> [DATA RECORDS]:
• • • • •

Issue #3493, opened 2024-06-03
[wasi-nn] add more backends into `libraries/wasi-nn`


lum1n0us:
## Background

We are planning to add more backends into WAMR to enrich its capability in ML/LLM/AI field. Currently the only backend(in `libraries/wasi-nn`) is tensorflow-lite. 

The code in `core/iwasm/libraries/wasi-nn` can be separated into two parts:
- wasi-nn-general. It provides host implementation of wasi-nn APIs. It is the unchanged part for every backends. It will 
  1. accept parameters from the Wasm world
  2. translate parameters from Wasm world to host world
  3. call appropriate backend to finish requests based on `graph_encoding`
  4. translate results from host world to Wasm world
  5. send results to the Wasm world
- wasi-nn-backends. For now, it is only `wasi_nn_tensorflowlite.cpp`. It will use backends' APIs and libraries to finish requests. Usually, variant backends lead to variant implementation.

Every backend contains huge libraries. For example, libtensorflow-lite.a for the tensorflowlite backend is 651M. It is not possible to pack all backends, or even one backend, into the iwasm binary. A nature way is to create a shared library for each backend. 

## Proposal

There will be *libwasi_nn_backend_tflite.so*, *libwasi_nn_backend_openvino.so*, and so on. Users of iwasm need to pass the right backend w/ `--native-lib`, like `--native-lib=libwasi_nn_backend_tflite.so` or `--naive-lib=libwasi_nn_backend_pytorch.so` or something else,  before running a wasi-nn wasm application.

Each of them contains
- a shared wasi-nn host implementation(wasi-nn-general). Match `wasi_ephemeral_nn` imports requirements.
- a separated backend in variant framework. like w/ tflite, w/ openvino, w/ pytorch, w/ onnx, and so on.

## Choice: use vmlib.a or iwasm.so

Since wasi-nn-general(*wasi_nn.c*) using APIs of WAMR(like `wasm_runtime_malloc()`, `bh_hash_map_xxx()`, ...), the final *libwasi_nn_backend_xx.so* not only depends on ML framework libraries but also WAMR libraries, especially libvmlib.a or libiwasm.so. If realized iwasm also depends on the same library, a problem is raised.

[...]

PR #3509, opened 2024-06-06
make wasi-nn backends as separated shared libraries

lum1n0us:


lum1n0us:
@tonibofarull please make a review.  

BTW, as mentioned in https://github.com/bytecodealliance/wasm-micro-runtime/issues/3493, we're working on more backends.

wenyongh (approved):
LGTM

PR #3515, opened 2024-06-11
Add table type API support

bnason-nf:


core/iwasm/interpreter/wasm.h
```diff
@@ -480,18 +480,22 @@ typedef void *WASMString;
...
-     * 1: hax max size
+     * 1: has max size
      * 2: shared
      */
     uint8 flags;
     bool possible_grow;
     uint32 init_size;
     /* specified if (flags & 1), else it is 0x10000 */
     uint32 max_size;
+} WASMTableType;
```
wenyongh, line 495: Had better move field elem_ref_type from WASMTable/WASMTableImport into WASMTableType, it is also one of the basic type info:
```C
#if WASM_ENABLE_GC != 0
    WASMRefType *elem_ref_type;
#endif
```

core/iwasm/include/wasm_export.h
```diff
@@ -295,6 +300,14 @@ typedef struct wasm_global_inst_t {
     void *global_data;
 } wasm_global_inst_t;
 
+/* Table instance*/
+typedef struct wasm_table_inst_t {
+    wasm_valkind_t elem_kind;
+    uint32_t cur_size;
+    uint32_t max_size;
+    const void **elems;
```
wenyongh, line 308: Is there any requirement to get the element of table? This PR creates function instances for all functions in aot runtime, which increases the footprint, in the original design, we only create aot function instances for export functions, and if to call a function in the table, we can call wasm_runtime_call_indirect. Can we just add API to the function index of a specific table element?

core/iwasm/include/wasm_export.h
```diff
@@ -1386,6 +1399,46 @@ wasm_memory_type_get_init_page_count(const wasm_memory_type_t memory_type);
...
 
+/**
+ * Get the element kind for a table type
+ *
+ * @param table_type the table type
+ *
+ * @return the element kind
+ */
+WASM_RUNTIME_API_EXTERN wasm_valkind_t
+wasm_table_type_get_element_kind(const wasm_table_type_t table_type);
```
wenyongh, line 1410: How about `wasm_table_type_get_elem_kind`?

core/iwasm/include/wasm_export.h
wenyongh: OK, adding elems to wasm_table_inst_t sounds good, my concern is not to create all function instances in aot mode, and the type of elems should not be `const void **elems`, in fact, it is `uintptr_t *` when GC isn't enabled and `void **` when GC is enabled, see table_elem_type_t. So firstly, how about changing it to `void *elems` and add comment in wasm_export.h to it?

And secondly, for wasm_runtime_table_get_func_inst (suggest changing to wasm_table_get_func_inst?), we can get the function index from the element and then get the related function instance from module instance with the func index and the input module inst. Could we just get the function instance for the exported functions? e.g. return NULL for unexposed function so that in AOT we don't need to create function instance again?

core/iwasm/common/wasm_runtime_common.c
```diff
@@ -1966,6 +1966,122 @@ wasm_runtime_get_export_global_inst(WASMModuleInstanceCommon *const module_inst,
...
+        }
+
+#if WASM_ENABLE_GC == 0
+        uint32 func_idx = (uint32)tbl_elem_val;
+#else
+        uint32 func_idx =
+            wasm_func_obj_get_func_idx_bound((WASMFuncObjectRef)tbl_elem_val);
+#endif
+
+        if (func_idx >= wasm_module_inst->e->function_count) {
```
wenyongh, line 2053: Had better just `bh_assert(func_idx < wasm_module_inst->e->function_count)`, func_idx must be smaller than function_count, or it is runtime error.

core/iwasm/aot/aot_runtime.c
```diff
@@ -1183,6 +1183,73 @@ init_func_ptrs(AOTModuleInstance *module_inst, AOTModule *module,
...
+            function->is_import_func = true;
+            function->func_name = module->import_funcs[func_idx].func_name;
+            function->func_index = func_idx;
+            function->u.func_import = &module->import_funcs[func_idx];
+        }
+        else {
+            /* instantiate non-import function */
+            uint32 ftype_index = module->func_type_indexes[func_idx];
+            function->is_import_func = false;
+            function->func_index = module->import_func_count + func_idx;
```
wenyongh, line 1239: Should be `function->func_index = func_idx`?

core/iwasm/aot/aot_runtime.c
```diff
@@ -1183,6 +1183,73 @@ init_func_ptrs(AOTModuleInstance *module_inst, AOTModule *module,
...
+        if (func_idx < module->import_func_count) {
+            /* instantiate function from import section */
+            function->is_import_func = true;
+            function->func_name = module->import_funcs[func_idx].func_name;
+            function->func_index = func_idx;
+            function->u.func_import = &module->import_funcs[func_idx];
+        }
+        else {
+            /* instantiate non-import function */
+            uint32 ftype_index = module->func_type_indexes[func_idx];
```
wenyongh, line 1237: Per my understanding, the func_idx here should be the index based on all functions (import + non-import), but `module->func_type_indexes` only stores func type indexes of non-import functions. Should use `module->func_type_indexes[func_idx - module->import_func_count]`?

core/iwasm/aot/aot_runtime.c
```diff
@@ -1183,6 +1183,73 @@ init_func_ptrs(AOTModuleInstance *module_inst, AOTModule *module,
...
+            function->is_import_func = false;
+            function->func_index = module->import_func_count + func_idx;
+            function->u.func.func_type =
+                (AOTFuncType *)module->types[ftype_index];
+            function->u.func.func_ptr = module->func_ptrs[func_idx];
```
wenyongh, line 1242: Should be `function->u.func.func_ptr = module->func_ptrs[func_idx - module->import_func_count];`?

core/iwasm/aot/aot_runtime.c
```diff
@@ -1650,6 +1716,9 @@ aot_instantiate(AOTModule *module, AOTModuleInstance *parent,
     if (!create_exports(module_inst, module, error_buf, error_buf_size))
         goto fail;
 
+    extra->functions = NULL;
+    extra->function_count = 0;
```
wenyongh, line 1720: The two fields should have been memset to 0, not setting here is also ok.

core/iwasm/aot/aot_runtime.c
```diff
@@ -2024,6 +2101,7 @@ invoke_native_with_hw_bound_check(WASMExecEnv *exec_env, void *func_ptr,
             void (*invoke_native)(void *func_ptr, void *exec_env, uint32 *argv,
                                   uint32 *argv_ret) =
                 func_type->quick_aot_entry;
+            exec_env->attachment = attachment;
```
wenyongh, line 2104: Have you found issue here? If added here, had better add `exec_env->attachment = NULL` after `invoke_native`, like wasm_runtime_invoke_native and wasm_runtime_invoke_native_raw.

wenyongh (approved):
LGTM

lum1n0us (approved):
LGTM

• • • • •

> [WHAT TO PRODUCE]:
Starting from the records above, filter out all lines except those containing the word "opened".

> [WRITTEN RESPONSE]:
Issue #3493, opened 2024-06-03
PR #3509, opened 2024-06-06
PR #3515, opened 2024-06-11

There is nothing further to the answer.